AIM OF THE TASK >> Search the listing below for "https". Copy each matching line.

DATA FOR THIS EXERCISE >>

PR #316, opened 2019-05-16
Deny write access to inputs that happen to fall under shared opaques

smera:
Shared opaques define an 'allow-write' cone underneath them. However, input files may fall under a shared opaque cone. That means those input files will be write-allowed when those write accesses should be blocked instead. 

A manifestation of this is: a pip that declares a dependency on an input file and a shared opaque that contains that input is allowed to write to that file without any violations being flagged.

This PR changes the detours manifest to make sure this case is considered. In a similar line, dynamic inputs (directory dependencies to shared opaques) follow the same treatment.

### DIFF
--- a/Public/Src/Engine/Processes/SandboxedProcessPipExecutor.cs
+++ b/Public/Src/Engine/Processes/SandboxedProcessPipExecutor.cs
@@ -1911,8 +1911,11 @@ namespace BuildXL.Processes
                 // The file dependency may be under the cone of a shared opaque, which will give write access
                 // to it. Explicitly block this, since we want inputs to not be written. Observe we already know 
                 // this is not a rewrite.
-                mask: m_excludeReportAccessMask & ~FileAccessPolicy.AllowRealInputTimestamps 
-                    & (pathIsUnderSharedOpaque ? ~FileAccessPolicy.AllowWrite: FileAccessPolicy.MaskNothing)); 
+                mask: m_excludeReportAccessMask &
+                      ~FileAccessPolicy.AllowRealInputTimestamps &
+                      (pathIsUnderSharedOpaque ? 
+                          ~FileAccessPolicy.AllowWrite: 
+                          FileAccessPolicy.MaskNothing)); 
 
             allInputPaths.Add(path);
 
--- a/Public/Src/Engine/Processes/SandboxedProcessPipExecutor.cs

---

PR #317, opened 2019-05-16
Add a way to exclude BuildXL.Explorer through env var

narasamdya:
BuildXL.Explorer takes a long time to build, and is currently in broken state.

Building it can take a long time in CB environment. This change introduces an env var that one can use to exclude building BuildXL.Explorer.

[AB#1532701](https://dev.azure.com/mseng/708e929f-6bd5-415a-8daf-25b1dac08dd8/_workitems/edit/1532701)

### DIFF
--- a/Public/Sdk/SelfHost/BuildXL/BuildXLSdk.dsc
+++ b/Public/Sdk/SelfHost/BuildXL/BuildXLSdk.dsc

---

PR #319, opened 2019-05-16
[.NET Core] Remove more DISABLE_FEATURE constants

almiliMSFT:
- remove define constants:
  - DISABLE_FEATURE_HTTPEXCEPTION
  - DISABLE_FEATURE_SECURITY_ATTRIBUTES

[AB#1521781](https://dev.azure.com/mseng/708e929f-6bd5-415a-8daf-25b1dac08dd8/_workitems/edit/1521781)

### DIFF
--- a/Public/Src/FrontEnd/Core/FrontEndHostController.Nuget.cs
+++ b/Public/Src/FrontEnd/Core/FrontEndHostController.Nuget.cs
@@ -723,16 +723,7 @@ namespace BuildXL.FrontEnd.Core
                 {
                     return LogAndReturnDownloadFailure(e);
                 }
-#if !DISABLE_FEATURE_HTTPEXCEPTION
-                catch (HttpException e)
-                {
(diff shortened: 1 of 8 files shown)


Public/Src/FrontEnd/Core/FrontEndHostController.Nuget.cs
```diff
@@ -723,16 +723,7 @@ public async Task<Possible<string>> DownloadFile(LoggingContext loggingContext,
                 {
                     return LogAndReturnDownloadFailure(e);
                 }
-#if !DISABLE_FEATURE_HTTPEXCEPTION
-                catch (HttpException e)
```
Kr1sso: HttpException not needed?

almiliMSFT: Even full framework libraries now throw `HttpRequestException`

REPLY >>
[AB#1532701](https://dev.azure.com/mseng/708e929f-6bd5-415a-8daf-25b1dac08dd8/_workitems/edit/1532701)
[AB#1521781](https://dev.azure.com/mseng/708e929f-6bd5-415a-8daf-25b1dac08dd8/_workitems/edit/1521781)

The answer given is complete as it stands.